Sunday, June 30, 2013

AWS Cost Saving Tip 12: Add Spot Instances with Amazon EMR [feedly]

Now this looks very promising. background processing is something that I don't want to spend a penny more than is needed and certain parts of the infrastructure fit this use case quite nicely. 

Keeping cloud computing costs low while delivering the best performance is a key part to my role and any article or tip around this area is always welcome. 

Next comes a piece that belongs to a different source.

PR #100, opened 2021-02-08
A camera control script that automates running camera-ctl 

akseidel:
This is a shell script with accompanying instruction readme that performs all tasks required to start camera-ctl in a Terminal session.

This feed is becoming very useful to me indeed!
 
 
Shared via feedly // published on Cloud, Big Data and Mobile // visit site
AWS Cost Saving Tip 12: Add Spot Instances with Amazon EMR
In continuation to my post on "How elastic thinking can save costs on Amazon EMR cluster ?" i have explored in this post how we can exploit Amazon EMR by introducing Spot EC2 into the cluster and achieve more cost savings.

Most of us know that Amazon Spot EC2 instances are usually good choice for Time-flexible and interruption-tolerant tasks. These instances gets traded frequently on a Spot market price and you can fix your Bid Price using AWS API's or AWS Console. Once free Spot EC2 instances are available for your Bid Price, AWS will allot them for use in your account. Spot instances are usually available way cheaper than On-Demand EC2 instances most of the times. Example: On-Demand m1.xlarge per hour price is 0.48 USD and on spot market you can find them sometimes @ 0.052 per hour. This is ~9 times cheaper than the on-demand price; imagine if you can bid competitively and get hold of spot EC2 even around 0.24 USD most of the times, you are saving 50% from the on-demand price straight away. In Big data use cases usually you might need lots of EC2 nodes for processing, adopting such techniques can vastly make difference in your infra cost and operations in long term. I am sharing my experience on this subject as tips and techniques you can adopt to save costs while using EMR clusters in Amazon for big data problems. 
Note : While dealing with spot you can be sure that you will never pay more than your maximum bid price per hour.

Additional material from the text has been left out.